Den Medienunternehmen stellt sich neben der Konkurrenz durch Streaming- und Online-Dienste ein weiteres Fragezeichen zur Finanzierbarkeit linearer TV-Angebote. Wenn ein zentraler Werbetopf wegbricht, könnten weitere Kürzungen, Stellenabbau oder beschleunigte Konsolidierung die Folge sein. 

Juristische Hürden und politische Unsicherheit 

Noch ist das Werbeverbot nicht beschlossen. Zwar hat der Gesetzesentwurf prominente Unterstützer – aber die politischen Mehrheitsverhältnisse im US-Kongress sind derzeit zu knapp, um eine rasche Verabschiedung zu garantieren. Die Pharma-Industrie hat eine starke Lobby im Kongress. Auch gerichtliche Auseinandersetzungen sind wahrscheinlich: Viele Executive Orders Trumps wurden in der Vergangenheit von Gerichten gekippt. Zudem greift das Werbeverbot in die kommerzielle Redefreiheit ein – ein heikles Terrain im US-Recht. Und nicht zuletzt ist auch die US-Öffentlichkeit gespalten: Während viele das Ende der „absurden Werbeflut“ begrüssen, sehen andere einen Eingriff in die persönliche Entscheidungsfreiheit – oder in das Geschäftsmodell der freien Medien. 

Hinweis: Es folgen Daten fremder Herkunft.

PR #781, opened 2015-08-17
Add JSON pretty printing support

schlitzered:
Added pretty printing support for JSON responses. This is mainly useful for development, to make it easier to read JSON responses.

The default is to not use pretty printing. But pretty printing can be enabled via:

```
app = Bottle(autojsonpretty=True)
```

### DIFF
--- a/bottle.py
+++ b/bottle.py
@@ -627,15 +627,17 @@ class Bottle(object):
                          let debugging middleware handle exceptions.
     """
 
-    def __init__(self, catchall=True, autojson=True):
+    def __init__(self, catchall=True, autojson=True, autojsonpretty=False):
 
         #: A :class:`ConfigDict` for app specific configuration.
         self.config = ConfigDict()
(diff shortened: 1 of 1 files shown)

Fazit: Reformdruck mit Nebeneffekten 

Ob das Werbeverbot in der aktuellen Form kommt, ist offen. Doch bereits die Diskussion darüber zeigt: Die US-Gesundheitspolitik befindet sich in einer tektonischen Verschiebung. 

Für aktive Anleger heisst das: Wer in Pharma, Medien oder Konsumgüter investiert ist, sollte die Entwicklungen aufmerksam verfolgen – nicht nur wegen der Gesetzgebung, sondern wegen des sich wandelnden gesellschaftlichen Klimas. Die MAHA-Bewegung steht für einen neuen politischen Stil, der das Thema Gesundheit aus dem Fachbereich heraus in die Mitte des kulturellen und wirtschaftlichen Diskurses stellt. Und das dürfte auch an den Finanzmärkten nicht folgenlos bleiben.